▸ **WHAT YOU NEED TO DO**:
Look through the data below for the line with "PR #3758, opened 2023-04-28" and the line with "PR #3762, opened 2023-04-28", then output those two and all lines in between, exactly as written.

Stored data
Content starts
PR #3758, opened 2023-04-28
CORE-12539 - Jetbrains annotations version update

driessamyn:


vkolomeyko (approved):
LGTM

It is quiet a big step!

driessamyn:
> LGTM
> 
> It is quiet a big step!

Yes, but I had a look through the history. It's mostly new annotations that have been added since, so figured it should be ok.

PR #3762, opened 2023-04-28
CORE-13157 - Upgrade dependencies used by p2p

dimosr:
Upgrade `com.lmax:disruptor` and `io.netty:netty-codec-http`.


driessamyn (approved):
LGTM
Content ends
Content starts
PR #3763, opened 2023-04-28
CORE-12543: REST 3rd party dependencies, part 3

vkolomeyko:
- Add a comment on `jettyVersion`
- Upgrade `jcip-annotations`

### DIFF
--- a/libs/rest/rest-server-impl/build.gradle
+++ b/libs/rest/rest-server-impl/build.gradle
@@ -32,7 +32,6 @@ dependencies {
Content ends
Content starts
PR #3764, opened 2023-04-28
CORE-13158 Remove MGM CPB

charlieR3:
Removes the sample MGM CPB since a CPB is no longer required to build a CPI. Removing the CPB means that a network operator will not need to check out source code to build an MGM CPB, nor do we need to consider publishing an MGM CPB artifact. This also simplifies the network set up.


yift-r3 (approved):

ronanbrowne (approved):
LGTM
Content ends
▸ **ANSWER TO THIS PROBLEM**:
PR #3758, opened 2023-04-28
CORE-12539 - Jetbrains annotations version update

driessamyn:


vkolomeyko (approved):
LGTM

It is quiet a big step!

driessamyn:
> LGTM
> 
> It is quiet a big step!

Yes, but I had a look through the history. It's mostly new annotations that have been added since, so figured it should be ok.

PR #3762, opened 2023-04-28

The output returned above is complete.